Les professionnels de l'industrie musicale sont de grands angoissés. Le précédent Midem, où couvait déjà la menace numérique, s'était terminé sur un sentiment d'inquiétude associé à la déconfiture des places boursières d'Asie et d'Amérique latine. Sitôt le choc (plus ou moins bien) passé, un nouveau danger occupe les esprits : l'essor technologique exponentiel et les multiples façons d'organiser via internet des réseaux de contrefaçons à grande échelle et de qualité identique ! Ce danger, qui impose des changements radicaux qui s'inscriront dans la durée, est bien plus préoccupant qu'une crise boursière conjoncturelle.
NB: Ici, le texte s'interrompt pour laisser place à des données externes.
PR #1820, opened 2017-03-16
refactor of read/write nodes in dht_live_nodes_alert to reusable functions

aldenml:
I will need these functions in https://github.com/arvidn/libtorrent/pull/1652

### DIFF
--- a/src/alert.cpp
+++ b/src/alert.cpp
@@ -2136,28 +2136,32 @@ namespace libtorrent
 		return buf;
 	}
 
-	dht_live_nodes_alert::dht_live_nodes_alert(aux::stack_allocator& alloc
-		, sha1_hash const& nid
-		, std::vector<std::pair<sha1_hash, udp::endpoint>> const& nodes)
-		: node_id(nid)
-		, m_alloc(alloc)
+	namespace
 	{
+	using nodes_slot = std::tuple<int, aux::allocation_slot, int, aux::allocation_slot>;
+
+	nodes_slot write_nodes(aux::stack_allocator& alloc
+		, std::vector<std::pair<sha1_hash, udp::endpoint>> const& nodes)
+	{
+		int v4_num_nodes = 0;
+		int v6_num_nodes = 0;
+
 		for (auto const& n : nodes)
 		{
 			if (n.second.protocol() == udp::v4())
-				m_v4_num_nodes++;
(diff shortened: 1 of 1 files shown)


src/alert.cpp
```diff
@@ -2136,28 +2136,32 @@ namespace libtorrent
...
 			else
-				m_v6_num_nodes++;
+				v6_num_nodes++;
 #endif
 		}
 
-		m_v4_nodes_idx = alloc.allocate(m_v4_num_nodes * (20 + 6));
-		m_v6_nodes_idx = alloc.allocate(m_v6_num_nodes * (20 + 18));
+		aux::allocation_slot const v4_nodes_idx = alloc.allocate(v4_num_nodes * (20 + 6));
+		aux::allocation_slot const v6_nodes_idx = alloc.allocate(v6_num_nodes * (20 + 18));
```
arvidn: does it make sense to allocate space for IPv6 nodes if ``TORRENT_USE_IPV6`` is not set?
I wonder if this was a deliberate decision or an oversight

src/alert.cpp
```diff
@@ -2136,28 +2136,32 @@ namespace libtorrent
...
 		, std::vector<std::pair<sha1_hash, udp::endpoint>> const& nodes)
-		: node_id(nid)
-		, m_alloc(alloc)
 	{
+		int v4_num_nodes = 0;
+		int v6_num_nodes = 0;
+
 		for (auto const& n : nodes)
 		{
 			if (n.second.protocol() == udp::v4())
```
arvidn: if you invert this check you can avoid it entirely when IPv6 is disabled

src/alert.cpp
aldenml: it was deliberate, and it's `0`, no actual allocation

src/alert.cpp
aldenml: jeje, this is intentional, a safety feature, since it's `udp::endpoint`

arvidn:
iiuc, you'r just factoring out the work previously done in the constructor to a separate function, as well as the work in assembling the node vector. is that right?

aldenml:
That's correct, because I have plans to use these functions in my other PR (https://github.com/arvidn/libtorrent/pull/1652) to return `nodes`.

Nouveaux modes de distribution en ligne pour les maisons de disques, possibilités de téléchargement, protection des droits d'auteurs, commerce électronique, promotion sur Internet, problèmes juridiques : les participants du dernier Midem, qui s'est tenu du 24 au 28 janvier dernier à Cannes, avaient incontestablement du pain sur la planche. Si l'évolution des techniques est un sujet d'interrogations latent depuis quelques années, la prise de conscience et le volontarisme sont aujourd'hui collectifs. Mais chacun y allant de sa petite musique, l'harmonie n'a toujours pas émergé de ce concert de klaxons.
De la théorie…
Venue inaugurer l'édition 1999 du salon, la ministre de la Culture et de la Communication, Catherine Trautmann a souhaité voir se réunir "à très brève échéance des états généraux du disque" pour "faire le point" sur toutes les questions économiques, juridiques et culturelles liées au développement des technologies. Prenant la mesure de la prédominance du sujet sur ce 33ème Midem, Catherine Trautmann a par ailleurs réaffirmé sa position en faveur d'une période transitoire, au prétexte que les outils qui permettent l'extension de la licence légale ne sont toujours pas opérationnels.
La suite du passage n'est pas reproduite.